А люди все-таки ждут… Чего?
«Каждого из вас настигнет месть!» Эти слова из прокламации все читали, и этой угрозе всем хочется верить! Из уст в уста передается фраза: «Не пройдут фон Валю даром эти розги!» О полицейском враче Михайлове люди распускают всякие басни. Особенным успехом пользуется рассказ, будто революционеры напали на него ночью, в пустынном месте, сильно избили, причем один из них от времени до времени будто бы считал у Михайлова пульс и говорил остальным: «Ничего, выдержит! Добавьте ему до полной порции!» Все – и те, что рассказывают, и те, что слушают этот рассказ, – знают, что это выдумка, этого не было… Но какое удовольствие и рассказывать про это и слушать!
Упорно держится слух, будто в Петербург доложено о событиях и настроениях в нашем городе:
«Здесь создана группа из поляков и евреев – их человек 8–10, они вооружены револьверами и кинжалами, следят за фон Валем…»
Никто не знает, правда это или нет, но это может быть правдой, – это тоже радует людей!
Такая накаленная атмосфера выматывает душу хуже, чем болезнь, хуже, чем случившаяся уже беда. А нас, выпускных, это угнетает и отупляет больше, чем экзамены.
– Ну что вы все ходите, как в воду опущенные?! – сердится папа. – Сегодня воскресенье – ступайте куда-нибудь! Хотя бы в цирк, что ли. Эх, стыдно сказать – десять лет собираюсь я в цирк и не могу: больные не пускают!
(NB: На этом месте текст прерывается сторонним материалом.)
PR #811, opened 2026-06-08
Fix pytest.fail() not captured in cucumber JSON step output

jackhenderson101:
pytest.fail() raises _pytest.outcomes.Failed which inherits from BaseException, not Exception. The except Exception handler in _execute_step_function was bypassing the pytest_bdd_step_error hook, leaving the step's failed flag as False and causing all steps to appear as "passed" in the JSON output even when the test failed.

### DIFF
--- a/src/pytest_bdd/scenario.py
+++ b/src/pytest_bdd/scenario.py
@@ -24,6 +24,7 @@ from weakref import WeakKeyDictionary
 
 import pytest
 from _pytest.fixtures import FixtureDef, FixtureManager, FixtureRequest, call_fixture_func
+from _pytest.outcomes import Failed
 
 from . import exceptions
 from .compat import getfixturedefs, inject_fixture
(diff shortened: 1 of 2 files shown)


hiSandog:
Capturing `pytest.fail()` in cucumber JSON is the right direction, but the edge case is hook ordering around step teardown. It would be good to include a scenario where `pytest.fail()` happens inside the step body and another where failure is raised from a fixture/teardown path, then assert the JSON has the failed status and useful message in both cases. That keeps the report format reliable for CI consumers.

src/pytest_bdd/scenario.py
```diff
@@ -247,7 +247,7 @@ def _execute_step_function(
         # so that we can allow "yield" statements in it
         return_value = call_fixture_func(fixturefunc=context.step_func, request=request, kwargs=kwargs)
 
-    except Exception as exception:
+    except BaseException as exception:
```
youtux: How about instead adding the catch for Failed instead?

```suggestion
    except (Exception, Failed) as exception:
```

youtux (changes requested):

src/pytest_bdd/scenario.py
jackhenderson101: Have narrowed the exception clause to only Exception and pytest.Failed

youtux (approved):

PR #819, opened 2026-07-02
Upgrade depencencies to fix cves, add support for python 3.14 and 3.15

Pierre-Sassoulas:
Fix dependabot security alerts by upgrading locked dev dependencies with ``poetry update urllib3 cryptography starlette filelock requests pytest``. Python 3.9 keeps older fallback pins (latest releases dropped 3.9 support), but all locked versions are free of known advisories (checked against OSV). Dropping python 3.9 would probably be a good idea at this point.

Послушавшись папиного совета, Иван Константинович посылает Леню взять на вечер ложу в цирк. Ложу – это потому, что Иван Константинович надеется: а вдруг случится чудо – и его старый друг Яков Ефимович освободится раньше и придет вечером в цирк? Хоть попозднее, хоть в середине представления!
До начала циркового представления мы ходим по только что открытой ежегодной ярмарке. Новенькие ее ряды, пахнущие свежим тесом и краской, выстроены на базарной площади, рядом с цирком. Мы, дети, всегда радуемся ярмарке. В однообразной жизни провинциального города словно распахиваются окна в далекий мир, другие города, другие климаты и широты. Волга приветствует нас в лавке ярославца-мороженщика Шульгина. Из лавки Масюма Хабибуллина пахнет вкусным запахом казанского мыла всех цветов радуги: зеленого – хвойного, земляничного – розового, белого – из черемухи, лилового – из сирени. Еще торгует Масюм Хабибуллин яркими татарским халатами, пестрыми тюбетейками, шитыми золотом мягкими туфлями-чувяками. В другой лавчонке – хирургически чистенькой – две аккуратные остзейские немочки предлагают вниманию покупателей пряники из Митавы и мятные лепешечки «пеппермент-бомбон». В ташкентской лавке люди в чалмах предлагают изюм-сабзу, сушеные абрикосы, чернослив, шепталу, а сам владелец лавки, маленький старичок-сморчок, сухонький, как предлагаемые им компоты, продает «вихель-хвост» и «пыжмы от молей» (очень действенные и невыносимо вонючие средства против моли). Ласковый старичок-сморчок, увидев среди нас моего брата Сенечку, закивал седенькой головкой, зацокал языком:
– Ай, ай, ай! Беленький мальчик, волоса золотой, такой миленький, кисанька-соловейчик! – И, подавая ему крупную черносливину, говорит словно поет: – Куший, мальчик, куший! Расти большой-большой!
Сенечка взял черносливину, шаркнул ножкой, поблагодарил:
– Мерси!
Но мысли Сенечки не здесь, и мечтает он не о черносливе, а о том, что он сегодня увидит – в первый раз в жизни! – в цирке. Больше всего Сенечка боится опоздать к началу циркового представления. Он поминутно смотрит на маму умоляющими глазами.